快速排序
1.快速排序
public void quick(int[] arr,int lo,int hi){
if(lo >= hi) return;
int j = partition(arr,lo,hi);
quick(arr,lo,j-1);
quick(arr,j+1,hi);
}
public int partition(int[] arr,int lo,int hi){
int v = arr[lo];
int i = lo, j = hi+1;
while(true){
while(v < arr[--j]);
while(arr[++i] < v) if(i == j) break;
if(i >= j) break;
exch(arr,i,j);
}
exch(arr,lo,j);
return j;
}
2.快速排序简单优化
public void quickMedian(int[] arr,int lo,int hi){
int len = hi-lo+1;
if(len <= 10){
insertion(arr,lo,hi);
return;
}
int j = partitionMedian(arr,lo,hi);
quickMedian(arr,lo,j-1);
quickMedian(arr,j+1,hi);
}
public int partitionMedian(int[] arr,int lo,int hi){
int len = hi-lo+1;
setMedian(arr,lo,hi);
int v = arr[lo];
int i = lo, j = hi+1;
while(true){
while(v < arr[--j]);
while(arr[++i] < v);
if(i >= j) break;
exch(arr,i,j);
}
exch(arr,lo,j);
return j;
}
public void setMedian(int[] arr,int lo,int hi){
int mid = (lo+hi)/2;
int max = lo;
if(arr[max] < arr[mid]) max = mid;
if(arr[max] < arr[hi]) max = hi;
exch(arr,max,hi);
if(arr[lo] < arr[mid]) exch(arr,lo,mid);
}
public void exch(int[] arr,int i,int j){
if(i == j) return;
arr[i] = arr[i] ^ arr[j];
arr[j] = arr[i] ^ arr[j];
arr[i] = arr[i] ^ arr[j];
}
public void insertion(int[] arr,int lo,int hi){
for(int i=lo+1;i<=hi;++i)
for(int j=i;j>lo && arr[j]<arr[j-1];--j)
exch(arr,j,j-1);
}
3.快速排序—三向切分
public void quick3Way(int[] arr,int lo,int hi){
if(lo >= hi) return;
int v = arr[lo];
int lt = lo, gt = hi;
for(int i=lo+1;i<=gt;++i){
if (arr[i] < v) exch(arr, lt++, i);
if (arr[i] > v) exch(arr, gt--, i--);
}
quick3Way(arr,lo,lt-1);
quick3Way(arr,gt+1,hi);
}
4.快速三向切分(熵最优)
public void quick3WayPartition(int[] arr,int lo,int hi){
int len = hi-lo+1;
if(len <= 10){
insertion(arr,lo,hi);
return;
}
else if(len <= 40){
int mid = (lo+hi)/2;
int med = median(arr,lo,mid,hi);
exch(arr,lo,med);
}
else{
int sep = len / 8;
int mid = lo + len / 2;
int m1 = median(arr,lo,lo+sep,lo+sep*2);
int m2 = median(arr,mid-sep,mid,mid+sep);
int m3 = median(arr,hi-sep*2,hi-sep,hi);
mid = median(arr,m1,m2,m3);
exch(arr,lo,mid);
}
int v = arr[lo];
int i,j,p,q;
i = p = lo; j = q = hi+1;
while(true){
while(v < arr[--j]);
while(arr[++i] < v) if(i == j) break;
if(i == j) exch(arr,i,++p);
if(i >= j) break;
exch(arr,i,j);
if(arr[i] == v) exch(arr,i,++p);
if(arr[j] == v) exch(arr,j,--q);
}
i = j + 1;
for(int k=lo;k<p;++k) exch(arr,k,j--);
for(int k=hi;k>=q;--k) exch(arr,k,i++);
quick3WayPartition(arr,lo,j);
quick3WayPartition(arr,i,hi);
}
public int median(int[] arr,int lo,int mid,int hi){
return arr[lo]<arr[mid]?(arr[lo]<arr[hi]?(arr[mid]<arr[hi]?mid:hi):lo)

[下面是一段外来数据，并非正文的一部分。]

PR #227, opened 2023-07-05
probe: Add `ParseOptions::max_junk_bytes`

Serial-ATA:
This allows us to sift through junk bytes to find what we need.

Discovered through discussion #219.


src/file.rs
```diff
@@ -1008,3 +1011,18 @@ impl FileType {
...
+/// The result of a `FileType` guess
+///
+/// External callers of `FileType::from_buffer()` will only ever see `Determined` cases.
+/// The remaining cases are used internally in `Probe::guess_file_type()`.
+pub(crate) enum FileTypeGuessResult {
+	/// The `FileType` was guessed
+	Determined(FileType),
+	/// The stream starts with an ID3v2 tag
+	MaybePrecededById3(u32),
+	/// The stream starts with junk zero bytes
```
uklotzde, line 1024: Why are the zero bytes at the beginning called *junk* while at the end they are denoted as *padding*? Would it be suitable to consider both as *padding* to avoid introducing a new terminology?

uklotzde: Or might *junk* also contain non-zero bytes? Then this comment would be imprecise.

Serial-ATA: It would be junk in either case. Once it's out of the context of a tag, anything that was once padding is now garbage data. Where is it referred to as padding? It should be updated.

> Or might junk also contain non-zero bytes? Then this comment would be imprecise.

It's currently only zeroes, but it could be changed to be anything. It's only a matter of time before some files come along with some other types of junk, as seen in the case of #28.

sandersantema:
This fixes the issue for me for all the tracks I had which weren't working, so afaik it is fixed :tada: Thanks a lot.

sandersantema:
Just to confirm: this is expected to work without changing any options or setting the `ParseOptions` correct? That's the behavior I'm seeing in any case.

Serial-ATA:
Yep, `ParseOptions::max_junk_bytes` defaults to 1024.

:(arr[lo]>arr[hi]?(arr[mid]<arr[hi]?hi:mid):lo);
}
5.多线程并行快速排序
public class Quick<E> extends RecursiveAction{
private E[] elements;
private Comparator<E> comparator;
private int lo;
private int hi;
public Quick(E[] elements, Comparator<E> comparator) {
this.elements = elements;
this.comparator = comparator;
this.lo = 0;
this.hi = elements.length - 1;
}
public Quick(E[] elements) {
this.elements = elements;
this.comparator = (E x,E y) -> {
if(x instanceof Comparable) return ((Comparable) x).compareTo(y);
else throw new RuntimeException("需要传入Comparator或者实现Comparable");
};
this.lo = 0;
this.hi = elements.length - 1;
}
private Quick(E[] elements,int lo,int hi){
this.elements = elements;
this.lo = lo;
this.hi = hi;
}
public void sort(){ quickMedian(elements,lo,hi); }
public void parallelSort(){
ForkJoinPool forkJoin = (ForkJoinPool) Executors.newWorkStealingPool();
try {
forkJoin.submit(this).get();
} catch (InterruptedException e) {
e.printStackTrace();
} catch (ExecutionException e) {
e.printStackTrace();
}
forkJoin.shutdown();
}
@Override
protected void compute() {
if(hi - lo <= 10000) quickMedian(elements,lo,hi);
else{
int j = partitionMedian(elements,lo,hi);
Quick<E> left = new Quick<>(elements,lo,j-1);
Quick<E> right = new Quick<>(elements,j+1,hi);
invokeAll(left,right);
}
}
private void quickMedian(E[] arr,int lo,int hi){
int len = hi-lo+1;
if(len <= 10){
insertion(arr,lo,hi);
return;
}
int j = partitionMedian(arr,lo,hi);
quickMedian(arr,lo,j-1);
quickMedian(arr,j+1,hi);
}
private int partitionMedian(E[] arr,int lo,int hi){
int len = hi-lo+1;
setMedian(arr,lo,hi);
E v = arr[lo];
int i = lo, j = hi+1;
while(true){
while(((Comparable)v).compareTo(arr[--j]) < 0);
while(((Comparable)arr[++i]).compareTo(v) < 0);
if(i >= j) break;
exch(arr,i,j);
}
exch(arr,lo,j);
return j;
}
private void setMedian(E[] arr,int lo,int hi){
int mid = (lo+hi)/2;
int max = lo;
if(((Comparable)arr[max]).compareTo(arr[mid]) < 0) max = mid;
if(((Comparable)arr[max]).compareTo(arr[hi]) < 0) max = hi;
exch(arr,max,hi);
if(((Comparable)arr[lo]).compareTo(arr[mid]) < 0) exch(arr,lo,mid);
}
private void exch(E[] arr,int i,int j){
if(i == j) return;
E temp = arr[i];
arr[i] = arr[j];
arr[j] = temp;
}
private void insertion(E[] arr,int lo,int hi){
for(int i=lo+1;i<=hi;++i)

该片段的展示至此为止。